Thus fact and truth have once more forced the hand of “exact” Science, and compelled it to enlarge its views and change its terms, which, masking the multitude, reduced them to one body—like the Septenary Elohim and their hosts transformed by the materialistic religionists into one Jehovah. Replace the chemical terms “molecule,” “atom,” “particle,” etc., by the words “Hosts,” “Monads,” “Devas,” etc., and one might think the genesis of Gods, the primeval evolution of manvantaric intelligent Forces, was being described. But the learned lecturer adds to his descriptive remarks something still more suggestive; whether consciously or unconsciously, who knoweth? For he says:
Until lately such bodies passed muster as elements. They had definite properties, chemical and physical; they had recognized atomic weights. If we take a [pg 599]pure dilute solution of such a body, yttrium for instance, and if we add to it an excess of strong ammonia, we obtain a precipitate which appears perfectly homogeneous. But if instead we add very dilute ammonia in quantity sufficient only to precipitate one-half of the base present, we obtain no immediate precipitate. If we stir up the whole thoroughly so as to insure a uniform mixture of the solution and the ammonia, and set the vessel aside for an hour, carefully excluding dust, we may still find the liquid clear and bright, without any vestige of turbidity.
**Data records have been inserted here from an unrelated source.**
PR #3036, opened 2016-06-03
Added RobotC

Unionjackjz1:
Sorry if I did this wrong! Please tell me what I did wrong so I can fit it.

Thank you!!!

### DIFF
--- a/lib/linguist/languages.yml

After three or four hours, however, an opalescence will declare itself, and the next morning a precipitate will have appeared. Now let us ask ourselves, What can be the meaning of this phenomenon? The quantity of precipitant added was insufficient to throw down more than half the yttria present, therefore a process akin to selection has been going on for several hours. The precipitation has evidently not been effected at random, those molecules of the base being decomposed which happened to come in contact with a corresponding molecule of ammonia, for we have taken care that the liquids should be uniformly mixed, so that one molecule of the original salt would not be more exposed to decomposition than any other. If, further, we consider the time which elapses before the appearance of a precipitate, we cannot avoid coming to the conclusion that the action which has been going on for the first few hours is of a selective character. The problem is not why a precipitate is produced, but what determines or directs some atoms to fall down and others to remain in solution. Out of the multitude of atoms present, what power is it that directs each atom to choose the proper path? We may picture to ourselves some directive force passing the atoms one by one in review, selecting one for precipitation and another for solution till all have been adjusted.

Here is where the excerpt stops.